EXERCISE INPUTS:

PR #15439, opened 2026-04-16
Fixed alarm rule crash on duration source change

zzzeebra:
## Summary
- During REINIT, `init()` was called before `fetchArguments()`, so when a DURATION alarm rule with active tracking (`firstEventTs > 0`) tried to resolve a newly added dynamic argument, the arguments map was empty → `IllegalArgumentException: Argument 'X' is missing`
- Moved `fetchArguments()` + `state.update()` before `state.init(false)` in `initState()`

## Automated testing
- `testChangeDurationConditionFromStaticToDynamic` — create alarm with static duration → trigger condition so `firstEventTs > 0` → switch duration to dynamic with new attribute argument → verify alarm is created without "Argument is missing" error

## Manual testing
  - Created alarm rule with static duration (5s) on a device                                                                                                                                                  
  - Posted telemetry (temperature=50) to trigger condition and set firstEventTs > 0                                                                                                                           
  - Edited alarm rule: added server attribute argument durationThreshold, switched duration from static to dynamic                                                                                            
  - Saved — no Argument missing error in logs (this is where it crashed before the fix)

WHAT IS EXPECTED: A complete and exact reproduction of the data is needed.

EXERCISE ANSWER:
PR #15439, opened 2026-04-16
Fixed alarm rule crash on duration source change

zzzeebra:
## Summary
- During REINIT, `init()` was called before `fetchArguments()`, so when a DURATION alarm rule with active tracking (`firstEventTs > 0`) tried to resolve a newly added dynamic argument, the arguments map was empty → `IllegalArgumentException: Argument 'X' is missing`
- Moved `fetchArguments()` + `state.update()` before `state.init(false)` in `initState()`

## Automated testing
- `testChangeDurationConditionFromStaticToDynamic` — create alarm with static duration → trigger condition so `firstEventTs > 0` → switch duration to dynamic with new attribute argument → verify alarm is created without "Argument is missing" error

## Manual testing
  - Created alarm rule with static duration (5s) on a device                                                                                                                                                  
  - Posted telemetry (temperature=50) to trigger condition and set firstEventTs > 0                                                                                                                           
  - Edited alarm rule: added server attribute argument durationThreshold, switched duration from static to dynamic                                                                                            
  - Saved — no Argument missing error in logs (this is where it crashed before the fix)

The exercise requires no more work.